* INSTRUCTIONS TO FOLLOW
Below are some records. Print all of them exactly as they appear.

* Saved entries
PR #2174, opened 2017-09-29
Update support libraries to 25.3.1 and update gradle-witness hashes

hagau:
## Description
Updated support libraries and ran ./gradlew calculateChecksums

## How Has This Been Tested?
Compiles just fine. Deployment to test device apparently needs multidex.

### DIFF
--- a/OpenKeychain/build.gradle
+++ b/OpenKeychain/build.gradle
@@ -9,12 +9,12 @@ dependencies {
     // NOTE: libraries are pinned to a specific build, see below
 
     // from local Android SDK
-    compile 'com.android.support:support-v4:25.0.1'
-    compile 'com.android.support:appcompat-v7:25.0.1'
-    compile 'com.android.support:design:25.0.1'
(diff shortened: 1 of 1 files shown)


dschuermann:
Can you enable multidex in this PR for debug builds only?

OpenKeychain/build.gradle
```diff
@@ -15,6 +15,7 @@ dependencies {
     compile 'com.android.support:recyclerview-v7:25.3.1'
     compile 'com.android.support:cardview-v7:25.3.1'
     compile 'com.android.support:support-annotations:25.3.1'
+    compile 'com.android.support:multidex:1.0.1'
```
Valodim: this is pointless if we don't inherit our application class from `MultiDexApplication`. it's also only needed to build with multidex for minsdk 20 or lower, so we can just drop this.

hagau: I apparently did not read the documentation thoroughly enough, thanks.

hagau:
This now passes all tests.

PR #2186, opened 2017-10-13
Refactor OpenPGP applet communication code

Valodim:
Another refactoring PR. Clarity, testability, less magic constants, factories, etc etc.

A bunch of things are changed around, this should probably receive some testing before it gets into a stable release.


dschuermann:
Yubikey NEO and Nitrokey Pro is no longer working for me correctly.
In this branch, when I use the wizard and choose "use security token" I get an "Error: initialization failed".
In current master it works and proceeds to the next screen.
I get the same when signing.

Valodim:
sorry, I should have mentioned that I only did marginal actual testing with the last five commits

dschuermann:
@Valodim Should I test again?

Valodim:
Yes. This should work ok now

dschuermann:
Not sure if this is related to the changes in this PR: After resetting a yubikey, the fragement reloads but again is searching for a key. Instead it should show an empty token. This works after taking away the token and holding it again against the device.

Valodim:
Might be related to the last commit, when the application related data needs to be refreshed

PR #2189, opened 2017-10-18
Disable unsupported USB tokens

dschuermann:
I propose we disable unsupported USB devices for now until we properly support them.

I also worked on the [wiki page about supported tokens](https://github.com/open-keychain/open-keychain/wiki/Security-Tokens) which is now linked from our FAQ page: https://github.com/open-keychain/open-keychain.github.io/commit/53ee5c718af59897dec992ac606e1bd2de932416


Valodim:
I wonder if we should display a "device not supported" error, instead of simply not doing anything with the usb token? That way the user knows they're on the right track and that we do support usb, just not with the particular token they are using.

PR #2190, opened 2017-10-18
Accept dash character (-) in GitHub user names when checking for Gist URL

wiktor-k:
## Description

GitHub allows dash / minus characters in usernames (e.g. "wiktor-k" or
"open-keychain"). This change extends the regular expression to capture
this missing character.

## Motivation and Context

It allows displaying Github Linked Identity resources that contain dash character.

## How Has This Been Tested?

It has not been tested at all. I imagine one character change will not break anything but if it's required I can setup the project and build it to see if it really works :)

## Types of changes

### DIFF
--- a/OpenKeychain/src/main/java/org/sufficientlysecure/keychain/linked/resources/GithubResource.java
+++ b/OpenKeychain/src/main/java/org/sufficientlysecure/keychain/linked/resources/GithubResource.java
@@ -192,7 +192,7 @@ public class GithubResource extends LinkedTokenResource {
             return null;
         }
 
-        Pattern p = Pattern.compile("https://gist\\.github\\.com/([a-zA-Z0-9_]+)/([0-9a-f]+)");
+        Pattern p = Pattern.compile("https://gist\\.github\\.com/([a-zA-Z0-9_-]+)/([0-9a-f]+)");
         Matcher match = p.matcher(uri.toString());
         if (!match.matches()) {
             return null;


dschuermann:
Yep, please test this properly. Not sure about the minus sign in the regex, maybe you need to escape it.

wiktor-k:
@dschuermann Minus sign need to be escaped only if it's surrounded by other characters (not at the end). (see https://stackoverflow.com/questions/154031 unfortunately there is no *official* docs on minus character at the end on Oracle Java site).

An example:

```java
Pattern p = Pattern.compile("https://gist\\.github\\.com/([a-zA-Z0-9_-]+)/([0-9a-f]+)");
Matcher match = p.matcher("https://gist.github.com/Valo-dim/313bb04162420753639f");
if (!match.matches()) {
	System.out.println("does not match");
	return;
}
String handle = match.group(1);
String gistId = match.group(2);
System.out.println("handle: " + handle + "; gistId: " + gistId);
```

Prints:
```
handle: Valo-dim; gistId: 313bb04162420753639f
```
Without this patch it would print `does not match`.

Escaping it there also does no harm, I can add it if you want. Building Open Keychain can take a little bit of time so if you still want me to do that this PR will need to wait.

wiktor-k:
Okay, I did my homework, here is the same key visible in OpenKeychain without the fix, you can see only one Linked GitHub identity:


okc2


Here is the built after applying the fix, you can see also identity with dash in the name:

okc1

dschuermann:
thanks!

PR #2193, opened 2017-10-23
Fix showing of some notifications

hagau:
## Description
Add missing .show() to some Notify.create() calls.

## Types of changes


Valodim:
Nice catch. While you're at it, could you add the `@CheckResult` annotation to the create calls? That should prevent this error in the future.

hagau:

* EXERCISE OUTPUT
PR #2174, opened 2017-09-29
Update support libraries to 25.3.1 and update gradle-witness hashes

hagau:
## Description
Updated support libraries and ran ./gradlew calculateChecksums

## How Has This Been Tested?
Compiles just fine. Deployment to test device apparently needs multidex.

### DIFF
--- a/OpenKeychain/build.gradle
+++ b/OpenKeychain/build.gradle
@@ -9,12 +9,12 @@ dependencies {
     // NOTE: libraries are pinned to a specific build, see below
 
     // from local Android SDK
-    compile 'com.android.support:support-v4:25.0.1'
-    compile 'com.android.support:appcompat-v7:25.0.1'
-    compile 'com.android.support:design:25.0.1'
(diff shortened: 1 of 1 files shown)


dschuermann:
Can you enable multidex in this PR for debug builds only?

OpenKeychain/build.gradle
```diff
@@ -15,6 +15,7 @@ dependencies {
     compile 'com.android.support:recyclerview-v7:25.3.1'
     compile 'com.android.support:cardview-v7:25.3.1'
     compile 'com.android.support:support-annotations:25.3.1'
+    compile 'com.android.support:multidex:1.0.1'
```
Valodim: this is pointless if we don't inherit our application class from `MultiDexApplication`. it's also only needed to build with multidex for minsdk 20 or lower, so we can just drop this.

hagau: I apparently did not read the documentation thoroughly enough, thanks.

hagau:
This now passes all tests.

PR #2186, opened 2017-10-13
Refactor OpenPGP applet communication code

Valodim:
Another refactoring PR. Clarity, testability, less magic constants, factories, etc etc.

A bunch of things are changed around, this should probably receive some testing before it gets into a stable release.


dschuermann:
Yubikey NEO and Nitrokey Pro is no longer working for me correctly.
In this branch, when I use the wizard and choose "use security token" I get an "Error: initialization failed".
In current master it works and proceeds to the next screen.
I get the same when signing.

Valodim:
sorry, I should have mentioned that I only did marginal actual testing with the last five commits

dschuermann:
@Valodim Should I test again?

Valodim:
Yes. This should work ok now

dschuermann:
Not sure if this is related to the changes in this PR: After resetting a yubikey, the fragement reloads but again is searching for a key. Instead it should show an empty token. This works after taking away the token and holding it again against the device.

Valodim:
Might be related to the last commit, when the application related data needs to be refreshed

PR #2189, opened 2017-10-18
Disable unsupported USB tokens

dschuermann:
I propose we disable unsupported USB devices for now until we properly support them.

I also worked on the [wiki page about supported tokens](https://github.com/open-keychain/open-keychain/wiki/Security-Tokens) which is now linked from our FAQ page: https://github.com/open-keychain/open-keychain.github.io/commit/53ee5c718af59897dec992ac606e1bd2de932416


Valodim:
I wonder if we should display a "device not supported" error, instead of simply not doing anything with the usb token? That way the user knows they're on the right track and that we do support usb, just not with the particular token they are using.

PR #2190, opened 2017-10-18
Accept dash character (-) in GitHub user names when checking for Gist URL

wiktor-k:
## Description

GitHub allows dash / minus characters in usernames (e.g. "wiktor-k" or
"open-keychain"). This change extends the regular expression to capture
this missing character.

## Motivation and Context

It allows displaying Github Linked Identity resources that contain dash character.

## How Has This Been Tested?

It has not been tested at all. I imagine one character change will not break anything but if it's required I can setup the project and build it to see if it really works :)

## Types of changes

### DIFF
--- a/OpenKeychain/src/main/java/org/sufficientlysecure/keychain/linked/resources/GithubResource.java
+++ b/OpenKeychain/src/main/java/org/sufficientlysecure/keychain/linked/resources/GithubResource.java
@@ -192,7 +192,7 @@ public class GithubResource extends LinkedTokenResource {
             return null;
         }
 
-        Pattern p = Pattern.compile("https://gist\\.github\\.com/([a-zA-Z0-9_]+)/([0-9a-f]+)");
+        Pattern p = Pattern.compile("https://gist\\.github\\.com/([a-zA-Z0-9_-]+)/([0-9a-f]+)");
         Matcher match = p.matcher(uri.toString());
         if (!match.matches()) {
             return null;


dschuermann:
Yep, please test this properly. Not sure about the minus sign in the regex, maybe you need to escape it.

wiktor-k:
@dschuermann Minus sign need to be escaped only if it's surrounded by other characters (not at the end). (see https://stackoverflow.com/questions/154031 unfortunately there is no *official* docs on minus character at the end on Oracle Java site).

An example:

```java
Pattern p = Pattern.compile("https://gist\\.github\\.com/([a-zA-Z0-9_-]+)/([0-9a-f]+)");
Matcher match = p.matcher("https://gist.github.com/Valo-dim/313bb04162420753639f");
if (!match.matches()) {
	System.out.println("does not match");
	return;
}
String handle = match.group(1);
String gistId = match.group(2);
System.out.println("handle: " + handle + "; gistId: " + gistId);
```

Prints:
```
handle: Valo-dim; gistId: 313bb04162420753639f
```
Without this patch it would print `does not match`.

Escaping it there also does no harm, I can add it if you want. Building Open Keychain can take a little bit of time so if you still want me to do that this PR will need to wait.

wiktor-k:
Okay, I did my homework, here is the same key visible in OpenKeychain without the fix, you can see only one Linked GitHub identity:


okc2


Here is the built after applying the fix, you can see also identity with dash in the name:

okc1

dschuermann:
thanks!

PR #2193, opened 2017-10-23
Fix showing of some notifications

hagau:
## Description
Add missing .show() to some Notify.create() calls.

## Types of changes


Valodim:
Nice catch. While you're at it, could you add the `@CheckResult` annotation to the create calls? That should prevent this error in the future.

hagau:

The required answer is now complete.